Мать с отцом я давно за близких людей и не считала. Я исправно звонила им по праздникам, поздравляла и дежурно справлялась о здоровье. Они так же дежурно отвечали, и на этом наши беседы заканчивались. Им никогда не был интересен мой муж и моя дочь.
Меня это не сильно огорчало. Жизнь в целом была не так уж и плоха. И порой я даже радовалась, что все ж успела запрыгнуть в уходящий поезд: и муж есть, пусть немного вялый и рассеянный, но все-таки мужчина в доме! Есть ребенок, да, не самый смышленый и красивый, ну да и пусть. Есть крыша над головой. Не нужно больше работать. А что еще надо.

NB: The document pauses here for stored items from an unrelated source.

PR #1666, opened 2025-01-02
chore: Add FutureOps which with an await style.

He-Pin:
Motivation:
I found the `Await.result` is everywhere.

Modification:
Add an `await` operator to the future.

Result:
Fluent code.

### DIFF
--- a/actor/src/main/scala/org/apache/pekko/util/Helpers.scala
+++ b/actor/src/main/scala/org/apache/pekko/util/Helpers.scala
@@ -31,9 +31,13 @@ import java.time.format.DateTimeFormatter
 import java.util.{ Comparator, Locale }
 import java.util.concurrent.TimeUnit
 import java.util.regex.Pattern
+
 import scala.annotation.tailrec
 import scala.concurrent.duration.{ Duration, FiniteDuration }
+
 import com.typesafe.config.{ Config, ConfigRenderOptions }
+
+import scala.concurrent.{ blocking, Future }
 
 object Helpers {
 
@@ -195,4 +199,19 @@ object Helpers {
       Duration(config.getDuration(path, unit), unit)
   }
 
+  /**
+   * INTERNAL API
+   */
+  private[pekko] final implicit class FutureOps[T](val future: Future[T]) extends AnyVal {
+
+    /**
+     * Wait for the future to complete and return the result, or throw an exception if the future failed.
+     * Optimize for the case when the future is already completed.
+     * @since 1.2.0
+     */
+    def await(atMost: Duration = Duration.Inf): T = future.value match {
+      case Some(value) => value.get
+      case None        => blocking(future.result(atMost)(null))
+    }
+  }
 }
--- a/actor/src/main/scala/org/apache/pekko/actor/LightArrayRevolverScheduler.scala
+++ b/actor/src/main/scala/org/apache/pekko/actor/LightArrayRevolverScheduler.scala
@@ -19,7 +19,7 @@ import java.util.concurrent.atomic.{ AtomicLong, AtomicReference }
 
 import scala.annotation.{ nowarn, tailrec }
 import scala.collection.immutable
-import scala.concurrent.{ Await, ExecutionContext, Future, Promise }
+import scala.concurrent.{ ExecutionContext, Future, Promise }
 import scala.concurrent.duration._
 import scala.util.control.NonFatal
 
@@ -178,7 +178,8 @@ class LightArrayRevolverScheduler(config: Config, log: LoggingAdapter, threadFac
       }
     }
 
-    Await.result(stop(), getShutdownTimeout).foreach {
+    import pekko.util.Helpers._
+    stop().await(getShutdownTimeout).foreach {
       case task: Scheduler.TaskRunOnClose =>
         runTask(task)
       case holder: TaskHolder => // don't run
--- a/actor/src/main/scala/org/apache/pekko/pattern/CircuitBreaker.scala
+++ b/actor/src/main/scala/org/apache/pekko/pattern/CircuitBreaker.scala
@@ -19,7 +19,7 @@ import java.util.concurrent.atomic.{ AtomicBoolean, AtomicInteger, AtomicLong }
 import java.util.function.BiFunction
 import java.util.function.Consumer
 import scala.annotation.nowarn
-import scala.concurrent.{ Await, ExecutionContext, Future, Promise }
+import scala.concurrent.{ ExecutionContext, Future, Promise }
 import scala.concurrent.TimeoutException
 import scala.concurrent.duration._
 import scala.util.{ Failure, Success, Try }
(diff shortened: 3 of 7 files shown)


pjfanning:
This code is internal. Does it matter if it is fluent?

He-Pin:
So does performance, I think

pjfanning:
If there is a perf issue in Await.result, I would prefer it was fixed in Scala runtime.

The Scala 2 impl seems to try to optimise for the completed case.
```
    final def result[T](awaitable: Awaitable[T], atMost: Duration): T = awaitable match {
      case f: Future[T] if f.isCompleted => f.result(atMost)(AwaitPermission)
      case _ => blocking(awaitable.result(atMost)(AwaitPermission))
    }
```

He-Pin:
The code seems need more adjustment,  as we don't need to test if it's a future anymore

He-Pin:
??? Why its closed?

actor/src/main/scala/org/apache/pekko/util/Helpers.scala
```diff
@@ -195,4 +199,19 @@ object Helpers {
...
+  private[pekko] final implicit class FutureOps[T](val future: Future[T]) extends AnyVal {
+
+    /**
+     * Wait for the future to complete and return the result, or throw an exception if the future failed.
+     * Optimize for the case when the future is already completed.
+     * @since 1.2.0
+     */
+    def await(atMost: Duration = Duration.Inf): T = future.value match {
+      case Some(value) => value.get
+      case None        => blocking(future.result(atMost)(null))
```
He-Pin, line 214: avoid the double checking now

He-Pin:
@pjfanning I have attached the result

actor/src/main/scala/org/apache/pekko/util/Helpers.scala
He-Pin:
```scala
    @throws(classOf[TimeoutException])
    @throws(classOf[InterruptedException])
    final def resultOption[T](awaitable: Awaitable[T], atMost: Duration): T = awaitable match {
      case CompletedFuture(v)  => v.get
      case _ => blocking(awaitable.result(atMost)(AwaitPermission))
    }

    private final object CompletedFuture {
      def unapply[T](f: Future[T]): Option[Try[T]] = f.value
    }
```

pjfanning:
> @pjfanning I have attached the result

I would still like this discussed with the Scala team to understand if the Await.result can be improved. Everyone benefits if you have discovered a perf issue there and that it then gets fixed.

He-Pin:
@pjfanning https://github.com/scala/scala/pull/10972 , submitted to scala

raboof:
> [scala/scala#10972](https://github.com/scala/scala/pull/10972) , submitted to scala

Awesome that you have proposed this improvement upstream, thanks!

I see two motivations for this change: the performance improvement, and the fact that the code 'looks nicer'. I agree that if this performance improvement could make it upstream that would be much better.

For the idea that this change makes the code looks nicer, I'm not sure I agree: it replaces well-known Scala idiom with a custom helper. While the custom helper is perhaps nicer, it's also 'one more thing to learn'. Also, because asynchronicity is at the heart of Pekko, we should use `Await` sparingly and with caution. For this reason, having to use the arguably-'clumsy' Scala idiom might not be so bad, as it adds some friction to consider whether `Await` is really needed.

He-Pin:
1. this is just following the style in gears.
```scala
  extension [T](src: Source[scala.util.Try[T]])
    /** Waits for an item to arrive from the source, then automatically unwraps it. Suspends until an item returns.
      * @see
      *   [[Source!.awaitResult awaitResult]] for non-unwrapping await.
      */
    inline def await(using Async) = src.awaitResult.get
```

Сначала ушел муж. После его гибели пришлось вернуться на работу и тащить на себе дочь. А теперь вот и дочери нет, ничего больше нет, я совсем одна. Похоронила я ее буквально недавно – девяти дней еще не прошло. После смерти дочери стало совсем пусто. Я бродила по улицам в свободное от работы время (а такого у меня теперь появилось очень много), тупо смотря перед собой. Не понимая, что мне делать теперь, для чего я в принципе жила и живу, куда себя деть.
В одну из таких прогулок, когда я уже была возле своего подъезда и стала копаться в сумке в поисках ключа, ко мне подошел молодой человек самого обычного вида – в джинсах и кожаной куртке. Он окликнул меня:
– Людмила Матвеевна! Можно вас на пару слов?
– А вы кто? – бесстрастно спросила я. В общем-то мне было все равно, но парень вытащил удостоверение и представился. Надо же. Полиция. Я спросила:
– Какие ко мне могут быть вопросы?
– Понимаю, вам может быть тяжело, но это по поводу вашей дочери – серьезно начал парень.
– Так после этого ко мне уже приходили, – вяло ответила я, – дело открывать не стали, самоубийство ведь.